Sometimes I wonder about my life. (That's what happens when your cooky Art History professor assigns you an assignment on "spirituality") What if I got some kind of weird cancer that exploded like a comet in my chest and and went from my heart to the tip of my big toe then shot like a meteor through my arms and my head? What if I walked outside one day only to be hit my a flying toilet seat for a nearby space aircraft taking it's final descent into the atmosphere? What if one day, I just didn't wake up? I've heard once that you only die when the youngest person you know says your name for the last time. That made me think...who is the youngest person I know? Are they friend? Foe? Both? How do they feel when they think about me? I'm a huge believer that you can say something to someone and in 20 years that person won't remember a single word that you spoke, they might not even remember what your voice sounded like. That person will, however, remember the feeling that you gave them. Am I "giving off good vibrations"? That's a dumb question. But still. How are you suppose to know that? There could be someone out there with a voodoo doll of me saying how much they hate my G-U-T-S. And I probably wouldn't even be able to tell you why.
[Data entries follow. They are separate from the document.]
PR #5230, opened 2023-09-26
Remove node requirements in generator-volto, add try-catch clause in code that seems to break in release mode

sneridagh:
Let's see if that works (blind here, since locally, generating the app folder works well). Should be a released package thing.

### DIFF
--- a/packages/generator-volto/generators/app/index.js
+++ b/packages/generator-volto/generators/app/index.js
@@ -243,8 +243,10 @@ Run "npm install -g @plone/generator-volto" to update.`,
       this.globals,
     );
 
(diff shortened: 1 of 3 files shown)


davisagli (commented):
@sneridagh For the alpha version of the generator I adjusted things so that no files need to be deleted: https://github.com/plone/volto/commit/b780de65a4f25d6c1d59b79675a19818c940f27d#diff-918b4e82877daa8aee62ce41977634a3a267f26f503562e1355c416ff643713b

I'd suggest backporting that rather than do it differently.

sneridagh:
closing in favor of:
https://github.com/plone/volto/pull/5232

PR #5240, opened 2023-09-29
documented runtime enviroment variabels

Akshat2Jain:
This PR is related to #4581 
@tiberiuichim is this what you are looking for? 
I did what I understood from the comments.


tiberiuichim:
@Akshat2Jain I meant on this page: https://6.docs.plone.org/volto/configuration/environmentvariables.html

which is generated from https://github.com/plone/volto/blob/master/docs/source/configuration/environmentvariables.md

PR #5241, opened 2023-09-29
mention ipn website

pbauer:


tisto (approved):
@pbauer awesome!!!

news/5241.documentation
```diff
@@ -0,0 +1,2 @@
+Add new website IPN
```
tisto, line 1: @sneridagh don't we have an "internal" towncrier option?

stevepiercy: Yes: https://6.docs.plone.org/contributing/index.html#contributing-change-log-label

pbauer: yes but that's docs, not internal imho

PR #5256, opened 2023-10-01
Bypass reviewdog and install Vale directly

stevepiercy:
Resolve failing CI build due to reviewdog breakage. See https://github.com/plone/volto/pull/5253


stevepiercy:
@sneridagh this is ready for review. I pulled configuration from `plone/documentation`. It now runs Vale, but with the flag `--no-exit` which means "Don't return a nonzero exit code on errors." It also eliminates reviewdog as the test runner.

davisagli (approved):
@stevepiercy Thanks, LGTM

PR #6126, opened 2024-06-26
fix: state and styles for toolbar handler for hp

sabrina-bongiovanni:
Added a new class for the toolbar handler in the homepage based on the path.

- The homepage is the only page with path `''`.
- The homepage is always public, so it needs a style regardless of the review state of the page
- Since it's always public, I used the `@teal-blue` color used for public pages

----
📚 Documentation preview 📚: https://volto--6126.org.readthedocs.build/


sneridagh:
@sabrina-bongiovanni didn't we have already a className that identifies the root in the body class?

ichim-david:
@sneridagh @sabrina-bongiovanni there is indeed .contenttype-plone-site class on the body.
there could be a selected constructed from this class  adding the same styles as the publish
without adding extra code in the toolbar.

sabrina-bongiovanni:
> @sneridagh @sabrina-bongiovanni there is indeed .contenttype-plone-site class on the body. there could be a selected constructed from this class adding the same styles as the publish without adding extra code in the toolbar.

@ichim-david right! Just committed the redacted changes

packages/volto/theme/themes/pastanaga/extras/toolbar.less
```diff
@@ -752,3 +752,10 @@ body:not(.has-sidebar):not(.has-sidebar-collapsed) {
   }
 }
 // End Orphaned CSS
+
+// Toolbar handler color in homepage
+.contenttype-plone-site {
+  #toolbar .toolbar .toolbar-handler button:before {
```
ichim-david, line 758:
```suggestion
  #toolbar .toolbar-handler button:before {
```
@sabrina-bongiovanni you can keep the selector as specific as it was 3 levels plus the body override, there is no reason to have .toolbar in there if we look at how the background color is defined on the button
teal-override

Personally, it bothers me that we have a generic button selector which is less efficient than a class selector.
I would add ".toolbar-handler-button" here https://github.com/plone/volto/blob/main/packages/volto/src/components/manage/Toolbar/Toolbar.jsx#L627
so that we always have such a class and use it instead of the simple button.
For published or draft it can still be
 #toolbar .toolbar-handler .published:before
#toolbar .toolbar-handler .private:before
but toolbar.less contains a bunch of button selectors which is a pity :)

sabrina-bongiovanni: @ichim-david That makes sense. Changed the class and the selectors inside the .less file. Let me know if this is okay now :)

ichim-david:
@sabrina-bongiovanni you need to run pnpm test and update the test snapshot. This is why you have the unit tests failing.

ichim-david (approved):

packages/volto/theme/themes/pastanaga/extras/toolbar.less
ichim-david: > Personally, it bothers me that we have a generic button selector which is less efficient than a class selector. I would add ".toolbar-handler-button" here https://github.com/plone/volto/blob/main/packages/volto/src/components/manage/Toolbar/Toolbar.jsx#L627 so that we always have such a class and use it instead of the simple button. For published or draft it can still be #toolbar .toolbar-handler .published:before #toolbar .toolbar-handler .private:before but toolbar.less contains a bunch of button selectors which is a pity :)

@sabrina-bongiovanni I added this comment as my personal preference but I didn't make a suggestion for you to change this. I personally like this but technically speaking now since it modifies the testing structure it's a breaking change, although it simply adds a new class and not removing something.

The fix could have been fine with just this section that you've added https://github.com/plone/volto/pull/6126/files#diff-db29f0e3d44ba2993a71b0198daf2217864bf4318283240e32e3db9fcc25b32dR757

To be determined of @sneridagh opinion.

pnicolli (approved):

sneridagh (approved):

I need to make a list. And after I make that list, I need goals. I don't want to coast through life anymore, one netflix movie after another. Did you know that there are 60 seconds in a minute and 60 minutes in an hour? There are 24 hours in 1 day. 365 days in 1 year. I've been alive for 19 years. I have been alive for 599184000 seconds (Give or take a few months in seconds). I hope somewhere between all of those seconds, I have taken the time to help other people with their seconds. If I have helped even just 1 person, the value of my life has been increased exponentially. I hope I took more of those seconds pondering and praying and studying the gospel than I did worrying about what my hair looked like that day and caring what other people thought my hair looked like that day. I hope in all those seconds that I had/have/will have that I'll love my family more and worldly things a little less.
Qu'est-ce que vous ferrez si nous mourions demain?
I hope that I take all those seconds to love myself and my God a little more. I don't think that I give the one person who gave me everything enough credit. So thank you. Words cannot express all you have given me and all you will give to me. So I won't even try.